# Herping Oenpelli



## waruikazi (Dec 4, 2010)

Went out for a bit of a looky last night, all up about 45 mins driving and taking pictures. One of them got me very excited!

Young banded tree snake.












Hatchling water python











Lovely big BHP











Burtons (these always turn up in the exact same spot, makes for easy herping )











We also found a small freshie, pics are on my mates camera but.

And we found this... 










Here's some zoomage of the above picture.


----------



## Scleropages (Dec 4, 2010)

eeww snakes!.. last one looks ok.


----------



## Laghairt (Dec 4, 2010)

very cool thanks for posting


----------



## Scleropages (Dec 4, 2010)

oh... and a "Lizard".
Cool pics!


----------



## Bez84 (Dec 4, 2010)

Lol last one looks comfy, all snug in there thinking it seemed like a good idea at the time.


----------



## Kenno (Dec 4, 2010)

Great fnd mate! 

How big was it? any better shots? Tell us all more.

Cheers


----------



## ozziepythons (Dec 4, 2010)

Great herping pics Gordo, wonderful to see some wild reptiles. Hopefully you'll come across an Oenpelli python one evening


----------



## Brodie (Dec 4, 2010)

ozziepythons said:


> Great herping pics Gordo, wonderful to see some wild reptiles. Hopefully you'll come across an Oenpelli python one evening


 
Looks like he already has...

Nice one mate!!

Edit: Oh wait, you were being sarcastic, huh ozziepythons? My bad haha!


----------



## waruikazi (Dec 4, 2010)

Kenno said:


> Great fnd mate!
> 
> How big was it? any better shots? Tell us all more.
> 
> Cheers





ozziepythons said:


> Great herping pics Gordo, wonderful to see some wild reptiles. Hopefully you'll come across an Oenpelli python one evening





Brodie_W said:


> Looks like he already has...
> 
> Nice one mate!!
> 
> Edit: Oh wait, you were being sarcastic, huh ozziepythons? My bad haha!



I couldn't begin to count the hours i have spent on night drives, bush walking, rock climbing, hiking and getting out into the bush looking for that magical animal called the oenpelli python! I could not beleive my luck finding one only a year into my search and the fact that it was such a small animal (i guessed about 700mm) means that they have been breeding and there is atleast one healthy pair out there. I can not tell you how excited i was to find this! 

This little fella was stuck fast in that door, we left it over night to see if could get itself out. It was the longest night i have ever had, i couldn't sleep for the excitement of going back in the morning and trying to get a real photo. Morning came and it was still there. Unfortunately it couldn't get itselft out, so i took to tearing my way into the RHS to try and unstick the little one... i got him out!
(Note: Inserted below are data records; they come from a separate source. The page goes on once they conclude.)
PR #23955, opened 2024-07-08
[i2c,dv] Capture progress of transfer into i2c_item.state field

hcallahan-lowrisc:
> For reviewing purposes, ignore the first commit. It is part of #23911, and will be rebased away when that PR is merged.

This change adds more granular transaction tracking into the i2c_item type. A new `.state` field is added, which is updated by the i2c_monitor as a transfer progresses.
This more-granular measurement allows:
1) For the agent's reactive sequences to monitor in-progress transfers directly, and to drive at the appropriate points.
2) For the I2C predictor/ref_model to make more accurate predictions about inputs to the system mid-transfer. Currently we make no use of this, but it will be built upon to start modelling DUT features more precisely.

### DIFF
--- a/hw/dv/sv/i2c_agent/i2c_agent_pkg.sv
+++ b/hw/dv/sv/i2c_agent/i2c_agent_pkg.sv
@@ -25,6 +25,20 @@ package i2c_agent_pkg;
     HostWait
   } drv_type_e;
 
+  // This enum is used to model the current state of an in-progress i2c transfer
+  typedef enum int {
+    StNone,
+    StStarted,
+    StAddrByte,
+    StAddrByteRcvd,
+    StAddrByteAckRcvd,
+    StDataByte,
+    StDataByteRcvd,
+    StDataByteAckRcvd,
+    StStopped,
+    StAborted
+  } transfer_state_e;
+
   // register values
   typedef struct {
     // derived parameters
--- a/hw/dv/sv/i2c_agent/i2c_item.sv
+++ b/hw/dv/sv/i2c_agent/i2c_item.sv
@@ -10,6 +10,11 @@ class i2c_item extends uvm_sequence_item;
   // Transfer ID
   int                      tran_id;
 
+  // Model the state of an in-progress i2c transfer. This can be used as a cheap proxy for
+  // breaking up the transfer into smaller sequence items (bytes, bits, etc.) when we need to
+  // update our predictions mid-transfer.
+  transfer_state_e         state;
+
   // Address / Direction
   bit [9:0]                addr; // enough to support both 7 & 10-bit target address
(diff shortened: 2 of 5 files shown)


hw/dv/sv/i2c_agent/i2c_item.sv
```diff
@@ -75,6 +80,7 @@ class i2c_item extends uvm_sequence_item;
   `uvm_object_utils_begin(i2c_item)
     `uvm_field_int(stim_id,                       UVM_DEFAULT | UVM_DEC)
     `uvm_field_int(tran_id,                       UVM_DEFAULT | UVM_DEC)
+    `uvm_field_enum(transfer_state_e, state,      UVM_DEFAULT               | UVM_NOCOMPARE)
```
marnovandermaas, line 83: Nit: Alignment looks a bit weird to me here.

hw/dv/sv/i2c_agent/i2c_agent_pkg.sv
```diff
@@ -25,6 +25,20 @@ package i2c_agent_pkg;
...
+    StNone,
+    StStarted,
+    StAddrByte,
+    StAddrByteRcvd,
+    StAddrByteAckRcvd,
+    StDataByte,
+    StDataByteRcvd,
+    StDataByteAckRcvd,
+    StStopped,
+    StAborted
```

I'm so happy that there is atleast three people who are atleast a little bit excited to see these pics but no matter how bad you feel when you see this you will never EVER *EVER *know the disapointment i felt when this popped out!






Sorry! :lol: I was so sure it was a hatchling oenpelli! I'm gutted, absolutely devastated!


----------



## Scleropages (Dec 4, 2010)

hahahaah
it looked huge in the pic!
oh well. best of luck for next time!


----------



## Brodie (Dec 4, 2010)

Hahahaha... You got me good man! Like you, I've spent hundreds of hours looking for them. I only ever found a roadkill, that was a bad night (not far from Jabiru, we were actually looking for gwardars, was a huge surprise to see one there!) I snapped my snake hook when I smashed it on the ground.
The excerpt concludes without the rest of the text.